One corner case where this might do you more harm than good is when you may have some custom software on your Linux system that may be dependent on the older packages, and these custom software which you have built and installed yourselves might not be known to the apt tool, so removing that package might not be the best thing to do!

Case#2: Dependency Conflicts

Also apt has a smart conflict resolution system, which can delete some packages to satisfy changing dependencies while upgrading. To give you a general idea consider the following example.

Say you have 2 games installed on your PC

  • Angry Birds 1.0
  • Super Mario 1.0

Say your present graphics card driver version is 1.0, and both these games depend on this driver and run fine for now.

Let’s say Angry Birds has been updated to version 2.0 in the latest distro release and this version of Angry Birds needs Graphics card driver version 2.0 to be present.

The repos for the new distro release does not have graphics card v1.0 which is needed by Super Mario v1.0. This creates a conflict of dependency.

Apt‘s smart conflict resolution system might decide to remove graphics card v1.0 as this is not available anymore in new distro releases, but then this might break Super Mario!

A reason why some drivers might stop working in new releases could be the fact that the kernel got updated and with that, the support for old drivers got removed.

Hence, running a full-upgrade might mean you might not be able to play Super Mario anymore as there is no guarantee that Super-Mario-V1.0 will be compatible with graphics card driver v2.0.

Preventing broken packages while using apt full-upgrade

So best practice is to read what packages will be removed before typing Y and pressing the Enter key!

Debian recommends the following 13-step procedure before performing a full upgrade

If you are lucky like me, the “full-upgrade” command might not need to remove any packages as shown in the screenshot below.

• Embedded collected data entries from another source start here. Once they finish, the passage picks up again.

PR #8, opened 2022-11-16
Rename `core` and `libc` to `assemblyscript` and `c`, respectively.

sunfishcode:
Rename `tests/core` to `tests/assemblyscript`, and `tests/libc` to `tests/c`, so that the directory names reflect the name of the source languages that the tests in each directory are written in.


loganek:
I like the idea of including language names in directory names. Before this change directory names described how tests are built and their purpose (so `core` means we're testing the API directly without going through any intermediate layers like standard library); if we we want to keep language names as part of the directory name, we might consider having names like `assemblyscript-core` etc. 

TBH I don't have strong opinion and I'm happy with the proposed change, but I'd like to know your thoughts on that.

loganek:
Sounds good; we can introduce sub-directories if needed.

PR #18, opened 2022-11-22
Fix build script for assemblyscript

loganek:
so it correctly reports compilation failures.

### DIFF
--- a/tests/assemblyscript/buildscripts/build.ts
+++ b/tests/assemblyscript/buildscripts/build.ts
@@ -20,15 +20,32 @@ async function compileTests() {
     const testSuiteFiles = getPathsInDirectory("testsuite");
     const pendingCompilations = testSuiteFiles
         .filter(filePath => doesFileHaveExtension(filePath, "ts"))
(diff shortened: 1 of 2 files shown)


tests/assemblyscript/buildscripts/build.ts
```diff
@@ -20,15 +20,32 @@ async function compileTests() {
...
+    const errors = (await Promise.allSettled(pendingCompilations))
+        .map(p => {
+            if (p.status === 'fulfilled' && p.value !== undefined) {
+                return `Failed to compile ${p.value.source}:\n${p.value.error}`;
+            } else if (p.status === 'rejected') {
+                return `Execution failed:\n${p.reason}`;
+            } else {
+                return undefined;
+            }
+        }).filter(p => p !== undefined).map(p => p as string)
```
cimacmillan, line 38: np. I think this last map doesn't do anything as types are stripped on execution. I think it could be replaced by:
```
const errors = ...
        }).filter(p => p !== undefined) as string[]
```

cimacmillan (approved):
LGTM, sorry for missing this!

PR #26, opened 2022-11-28
Add pread/pwrite tests to libc testsuite

loganek:


tests/c/testsuite/pwrite-with-access.c
```diff
@@ -0,0 +1,48 @@
...
+
+  ret = read(fd, read_buf, sizeof(read_buf));
+  assert(ret == strlen(full_content));
+
+  assert(strncmp("vertestng text", read_buf, strlen(full_content)) == 0);
+
+  ret = close(fd);
+  assert(ret == 0);
+
+  ret = remove(test_file);
```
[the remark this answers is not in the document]
loganek: yeah, I've added a check at the beginning of the file so at least the test fails with a meaningful reason; however, I reconsidered that and added a feature in the test runner to automatically cleanup files and directories with `.cleanup` suffix. I also updated the documentation.

tests/c/testsuite/pwrite-with-access.c
```diff
@@ -0,0 +1,48 @@
...
+
+  /* make sure the test file doesn't exist */
+  ret = access(test_file, F_OK);
+  assert(ret != 0);
+
+  fd = open(test_file, O_WRONLY | O_CREAT);
+  assert(fd > 0);
+
+  ret = pwrite(fd, full_content, strlen(full_content), 0);
+  assert(ret == strlen(full_content));
```
sunfishcode, line 25: This assert and the others like it are stricter than what POSIX requires, and I believe WASI wants to follow POSIX here. In particular, `pwrite` is permitted to write fewer bytes than requested, and still succeed.

loganek: good point, updated the code.

sunfishcode (approved):

Issue #24, opened 2022-11-25
Migrate Rust tests from wasmtime


loganek:
Looks like wasmtime already has a good coverage for WASI interface [here](https://github.com/bytecodealliance/wasmtime/tree/main/crates/test-programs/wasi-tests). It'd be beneficial to move those tests here so other runtimes can easily access them

yamt:
FYI, some of them are testing behaviors which i couldn't find the authoritive text in wasi.
they might be implementation (wasmtime) specific.

* https://github.com/yamt/toywasm/blob/cf6f19d7b2921c7a244e95e38f36c5b6339a708d/lib/wasi.c#L640
* https://github.com/yamt/toywasm/blob/cf6f19d7b2921c7a244e95e38f36c5b6339a708d/lib/wasi.c#L1382-L1383
* https://github.com/yamt/toywasm/blob/cf6f19d7b2921c7a244e95e38f36c5b6339a708d/lib/wasi.c#L1669-L1671
* https://github.com/yamt/toywasm/blob/cf6f19d7b2921c7a244e95e38f36c5b6339a708d/lib/wasi.c#L2319-L2334
* https://github.com/yamt/toywasm/blob/cf6f19d7b2921c7a244e95e38f36c5b6339a708d/test/wasmtime-wasi-tests-blacklist-Linux.txt#L1

sunfishcode:
> FYI, some of them are testing behaviors which i couldn't find the authoritive text in wasi. they might be implementation (wasmtime) specific.
> 

>     * https://github.com/yamt/toywasm/blob/cf6f19d7b2921c7a244e95e38f36c5b6339a708d/lib/wasi.c#L640

>                 /* Note: wasmtime returns EINVAL for embedded NULs */

This error condition does not occur in POSIX so there is no obvious choice here. Do you have a suggestion for an error code that makes more sense than `EINVAL` here?

>     * https://github.com/yamt/toywasm/blob/cf6f19d7b2921c7a244e95e38f36c5b6339a708d/lib/wasi.c#L1382-L1383

>              /*
                 * Note: wasmtime directory_seek.rs test expects EBADF.
                 * Why not EISDIR?
                 */

No strong opinion here; `EISDIR` sounds reasonable; I'll look into changing Wasmtime.

>     * https://github.com/yamt/toywasm/blob/cf6f19d7b2921c7a244e95e38f36c5b6339a708d/lib/wasi.c#L1669-L1671

[...]

PR #32, opened 2022-12-08
Copy some of the WASI Rust tests from wasmtime

loganek:


yamt:
why not all of them?
what was the criteria?

loganek:
For now I only migrated tests starting from A to F; haven't done all of them to get early feedback before I spend more time on that.

yamt:
> For now I only migrated tests starting from A to F; haven't done all of them to get early feedback before I spend more time on that.

ok. it makes sense.

i have concerns on some of test cases: https://github.com/WebAssembly/wasi-testsuite/issues/24#issuecomment-1345861497

loganek:
> > For now I only migrated tests starting from A to F; haven't done all of them to get early feedback before I spend more time on that.
> 
> ok. it makes sense.
> 
> i have concerns on some of test cases: [#24 (comment)](https://github.com/WebAssembly/wasi-testsuite/issues/24#issuecomment-1345861497)

Thanks, I've taken the ones related to this PR into account.

tests/rust/src/bin/directory_seek.rs
```diff
@@ -27,7 +27,7 @@ unsafe fn test_directory_seek(dir_fd: wasi::Fd) {
         wasi::fd_seek(fd, 0, wasi::WHENCE_CUR)
             .expect_err("seek on a directory")
             .raw_error(),
-        wasi::ERRNO_BADF
+        wasi::ERRNO_ISDIR
```
yamt, line 30: i guess it's more reasonable to accept both.

loganek: I'd rather have tests very specific so implementers can use it as a guidance. IIRC @sunfishcode will look into changing that in wasmtime, do you know of any other runtime where the error code for this case is `BADF`?

yamt: > I'd rather have tests very specific so implementers can use it as a guidance.

without having it in the spec itself? why?

> IIRC @sunfishcode will look into changing that in wasmtime, do you know of any other runtime where the error code for this case is `BADF`?

toywasm. (because it followed wasmtime)

loganek: > without having it in the spec itself? why?

There's no error code mentioned in spec itself, so are you suggesting we should just check if there's **any** error, and ignore its value? I don't mind doing it either way, but I think even if the spec doesn't mention the value of the error code, we can still have a specific assertion here, and use it as a guidance for the future spec changes.

yamt: my suggestion is
* accept both values here for now (not necessarily "any error". probably just BADF and ISDIR are enough.)
* start mentioning error codes in the spec

loganek: ok, I updated it so it accepts BADF, ISDIR and NOTCAPABLE (this one is returned by WAMR).

loganek:
@sunfishcode / @yamt let me know if you have any more comments, otherwise I'll go ahead and merge that (we can always update the code if needed).

tests/rust/src/bin/directory_seek.rs
yamt: although NOTCAPABLE sounds very awkward to me, i guess it isn't a problem in this PR

yamt (approved):

sunfishcode:
Looks good to me; we can iterate from here.

I also agree that `ENOTCAPABLE` is awkward. WASI inherited it from CloudABI, and within WASI at least, it hasn't turned out to be useful, because most application code isn't expecting it. So I think we want to migrate away from using it in general. But it's fine to accept here for now.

In my case, the outputs of both upgrade and full-upgrade commands look the same as there were no package conflicts, and hence no removal was needed!

So long story short: use full-upgrade with caution, especially if you are messing with production servers!

Why do we even have full-upgrade?

You might ask if full-upgrade is not safe why do we even have this?

Distributions like Ubuntu do not support a single release forever. For example, their LTS (Long Term Support) releases are only good for a 5-year period, which means they will only get security updates for 5 years. At the end of this period, you cannot just do apt upgrade anymore to get the latest fixes.

If you are hosting a website, then running it on a server that is not updated can lead to hackers stealing your data. So if your distro version is near the expiry of its service period, then you have 2 options

  1. Reinstall the latest version and set up your website and all of its services manually or
  2. Do a full-upgrade, this way you do not need to set things up again from scratch all over again!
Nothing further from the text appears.